There are three (3) different types of SSIS transformations available in the SSIS Toolbox for the DataFlow of our SSIS packages. For highest performance, it’s recommended to use as few semi-blocking and fully blocking SSIS transformations as possible. These transformations require SSIS to cache some or all the results before they are passed on to the destination(s).
As an SSIS developer, your job is to create packages using as few blocking or semi-blocking SSIS transformations as possible. This can be accomplished by leaning on data sources to do some of the transformation work, such as pulling data from the source pre-sorted. This will always outperform using the blocking Sort transformation, for example. If this is not possible, you could also move the data to a temporary landing destination before moving it into your data warehouses.
Synchronous (non-blocking) transformations always offer the highest performance. They do not change the shape of data. You can think of it as one row in and then one row out. Note that most transformation are non-blocking.
Synchronous transformations are either stream-based or row-based. Streaming transformations are calculated in memory and do not require any data from outside resources to transform the data. These are the fastest transformations around. Row-based transformations run a little bit slower because they require calling a service or looking up data from another source to calculate their values. They still move data one row at a time but the call to the resource outside of the SSIS package costs time.
Semi-Blocking Asynchronous Transformations require a subset of the data to be collected before they can be sent to the destination(s). The shape of the data can change. A subtotal or sampling of data may be extracted from the source(s).
Fully Blocking Asynchronous Transformations are the slowest transformations. They require all the data to be pulled from the source(s) before they can be sent to the destination(s). All source data must be loaded into memory first – ouch! As much as we should try to avoid these, they can sometimes still be required, such as sorting data pulled from a flat file source.
If there is more data than memory available, it will use the %TEMP% directory to cache some of the data. If you want to use a different location (such as a fast drive), you can set the BufferTempStoragePath property of the Data Flow Task to point to a different folder location. Be sure packages running these transformations are running on x64 platforms with plenty of memory so it won’t be cached to the hard drive.

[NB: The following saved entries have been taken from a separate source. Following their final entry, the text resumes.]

PR #111, opened 2019-05-09
Add new performence table : count nb_units above threshold

samuelgarcia:
This count how many units above threshold (95% by default) have been detected.
This is done on ['tp_rate', 'accuracy', 'sensitivity'].

Spikeforest have a similar metric but not implemented in spiketoolkit.
It is important to have it.

### DIFF
--- a/spiketoolkit/comparison/gathersortingcomparison.py
+++ b/spiketoolkit/comparison/gathersortingcomparison.py
@@ -6,7 +6,7 @@ import pandas as pd
 from spiketoolkit.sorters import run_sorters, collect_results
 from .sortingcomparison import compare_two_sorters, _perf_keys
 
-def gather_sorting_comparison(working_folder, ground_truths, use_multi_index=True):
+def gather_sorting_comparison(working_folder, ground_truths, use_multi_index=True, threshold=95):
     """
     Loop over output folder in a tree to collect sorting from
     several sorter on several dataset and returns sythetic DataFrame with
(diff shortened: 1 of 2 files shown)


spiketoolkit/comparison/gathersortingcomparison.py
```diff
@@ -6,7 +6,7 @@
 from spiketoolkit.sorters import run_sorters, collect_results
 from .sortingcomparison import compare_two_sorters, _perf_keys
 
-def gather_sorting_comparison(working_folder, ground_truths, use_multi_index=True):
+def gather_sorting_comparison(working_folder, ground_truths, use_multi_index=True, threshold=95):
```
colehurwitz31: Can we call this accuracy_threshold or acc_threshold? Otherwise, it is a bit confusing what it is thresholding.

colehurwitz31: Also, does 95 seem a bit high? Maybe 90 or something? Not sure we want a threshold that high as default? I don't really know though

colehurwitz31:
A great addition. I have been wanting this :)

samuelgarcia:
Have a look also here https://github.com/SpikeInterface/spikeresults/pull/2.
Latest figures use this metric.

samuelgarcia:
In that directon we shoulc also have count under threshold to detect how many cell are not detected at all.

samuelgarcia:
If all of you are happy with this we can merge.
I will come back with performence metric after discussion.

alejoe91:
Yep merging :)

PR #112, opened 2019-05-09
various fixes fixes to export to phy (now dealing with groups), kilosort1/2 (car as…

alejoe91:
fixes to export to phy (now dealing with groups), kilosort1/2 (car as param), launcher


spiketoolkit/sorters/basesorter.py
```diff
@@ -58,10 +58,10 @@ def __init__(self, recording=None, output_folder=None, debug=False,
             # several groups
             self.recording_list = se.get_sub_extractors_by_property(recording, grouping_property)
             n_group = len(self.recording_list)
-            if n_group>1:
-                self.output_folders = [Path(str(output_folder) + '_'+str(i)) for i in range(n_group)]
+            if n_group > 1:
+                self.output_folders = [output_folder / str(i) for i in range(n_group)]
             else:
-                self.output_folders = [output_folder]
+                self.output_folders = [output_folder / str(0)]
```
samuelgarcia: Does it break launcher ?

alejoe91: Seems to pass the tests. I think we if the gather_comparisons.. can deal with recordings sorted by group. Let's keep this open, I will test tomorrow

samuelgarcia:
@alejoe91 I need to make some test in launcher and in gather_result with this changes.

I have a small issue with launcher / gather machinery because it relly on the fact that you compare one recording that will not be splitten otherwise it is a total mess for final result (some recording could have several output line wheras other would have only one line).

So I need to go back in the code and see the consequence. Unfortunatly I won't have time until next Tuesday...

alejoe91:
I can try to fix it :) should be easy with multisorting extractor

samuelgarcia:
The wird thing is the following : 

I designed the lancher gather result in a simple way in case of unique recording.
The main reson is that when we have a ground truth linked to a recording. In that case the sortingextractor (GT) is related to ONE recording and not a recording that must be split in several sub recording.
So in that case mixing subrecording and multisorting extractor lead to over tricky gather result.

Having the ablity to split a recording on something (= channel group) in case of multi tetrode is a really cool feature to have.

But this same feature is not cool in case of (multiple sorter X multiple recording) comparison with launcher/gather_result because each recording is implicitly linked to one relative recording.

Have a look the notebook of comparison I send yesterday and imagine you have several recordings.
what would be the result output if one of the recording should be split in many tetorde.
The final result would be a nested result and not a simple table.

So I think, we have to forbid the case of splitable recording in the pipeline launcher>gather_result.
If a recording have to be splited then it have to be splitted before the chain explicitly and not inside each sorter vith the SorterBase trick.

samuelgarcia:
Neverless I think, it is good to have
``` self.output_folders = [output_folder / str(0)]``` even for none splitable recording because it make general multi segment even if one segment.

So basically you can merge, but I will need to come back on launcher>gather_result chain later on anyway.

**Comment by alejoe91** [comment]
I think it's as easy as:

```
sorting_list = []
for folder in output_folders:
    sorting_list.append(CorrectSortingExtractor(folder))
sorting = se.MultiSortingExtractor(sortings=sorting_list)
```

this would work in both cases (that's why I made an extra folder 0) in case there are no groups.

What do you think?

alejoe91:
I'll merge in the meanwhile :)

Note that some of the SSIS transformations (such as the Business Intelligence transformations) require the Enterprise edition of SQL Server to be used. However, many can be replaced with transformations available from the community or from third parties. Here’s one source: http://ssisctc.codeplex.com/
Here is a list of the different types of transformations – enjoy!
Non-Blocking Synchronous Streaming Transformations (Fastest)
- Cache Transform
- Character Map
- Conditional Split
- Copy Column
- Data Conversion
- Derived Column
- Lookup, if configured to Full Cache is enabled to store search results
- Percent Sampling
- Row Count
Non-Blocking Synchronous Row-Based Transformations (Fast)
- DQS Cleansing
- Export Column
- Import Column
- Lookup, if configured to “Partial Cache” or “No Cache” to store search results
- OLE DB Command
- Script Component, if configured to use an outside resource
- Slowly Changing Dimension (SCD)
Semi-Blocking Asynchronous Transformations (Medium)
- Data Mining Query
- Merge Join
- Term Lookup
- Union All
Fully Blocking Asynchronous Transformations (Slowest)
- Fuzzy Grouping
- Fuzzy Lookup
- Row Sampling
- Term Extraction
- Script Component, if configured to collect all data before send it to a destination. Set the “SynchronousInputID” property to “None” on the Output column to make it asynchronous.